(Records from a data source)
PR #194, opened 2017-02-14
making it python 3 compatible_REVISED

JoostJM:
> without breaking the python 2 compatibility (#178), adding the future imports to keep others clean and behavior particularly division consistent.
> 
> The current changes should change or break nothing with python 2 execution and only make the code itself runnable on 3.

supersedes #188 

Additional changes to previous PR:

- Rebased on latest master reflecting changes by #190 and #191
- Re-enabled py3k support in continuous testing

cc @Radiomics/developers, @kmader

PR #195, opened 2017-02-14
STYL: testUtils: Improve test outputs

jcfr:
* Update feature name in testing output to reflect the feature class.

* write "N/A" string when no data can be found

* write csv as text file using `w` instead of `wb` (this should help with
  the transition to py3)

### DIFF
--- a/tests/testUtils.py
+++ b/tests/testUtils.py
@@ -191,20 +191,21 @@ class RadiomicsTestUtils:
     Use utility methods to get and test the results against the expected baseline value for this key.
     """
 
+    longName = '%s_%s' % (self._featureClassName, featureName)
     if value is None:
-      self._diffs[self._testCase][featureName] = None
-      self._results[self._testCase][featureName] = None
+      self._diffs[self._testCase][longName] = None
+      self._results[self._testCase][longName] = None
     assert (value is not None)
 
     if math.isnan(value):
-      self._diffs[self._testCase][featureName] = numpy.nan
-      self._results[self._testCase][featureName] = numpy.nan
+      self._diffs[self._testCase][longName] = numpy.nan
+      self._results[self._testCase][longName] = numpy.nan
     assert (not math.isnan(value))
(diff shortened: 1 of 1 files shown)


tests/testUtils.py
```diff
@@ -244,18 +245,18 @@ def writeCSV(self, data, fileName):
 
     {'id1' : {'f1':n1, 'f2':n2}, 'id2' : {'f1':n3, 'f2':n4}}
     """
-    csvFile = open(fileName, 'wb')
+    csvFile = open(fileName, 'w')
     csvFileWriter = csv.writer(csvFile)
     # get the headers from the first row
-    header = sorted(data[data.keys()[0]].keys())
+    header = list(data[list(data.keys())[0]].keys())
```
jcfr: @JoostJM This change was grabbed from 4f380d6 in #194 , is this expected ? I guess it simply create the CSV column in the order of the keys.

JoostJM: @jcfr I changed this as I forgot to add the feature class to the output (meaning the features from different classes ended up mixed together due to the sorting). However, the output now again contains also the feature classes, meaning applying the sorted() function nicely sorts the features alphabetically per featureclass (as feature classes are also sorted alphabetically). So in this case, I'd propose to revert this to `sorted(data[list(data.keys())[0]].keys())`

JoostJM: @jcfr, I'm rewriting this a bit, as it is a bit buggy if you e.g. only test the 'breast1' test case. In that case, no results are written as the first test case ('brain1') does not contain any calculated features. The test cases are based on the baseline. I'll rewrite it so, that only the test cases that have been actually tested are written to the result and diff files, with no files written if no tests were actually run.

jcfr: Makes sense. Glad I asked :smile: 

Here is a PR you could further improve. See https://github.com/Radiomics/pyradiomics/pull/197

Work task — Lines containing the string "python" are the ones to copy from the entries above.

Output for this exercise —
making it python 3 compatible_REVISED
> without breaking the python 2 compatibility (#178), adding the future imports to keep others clean and behavior particularly division consistent.
> The current changes should change or break nothing with python 2 execution and only make the code itself runnable on 3.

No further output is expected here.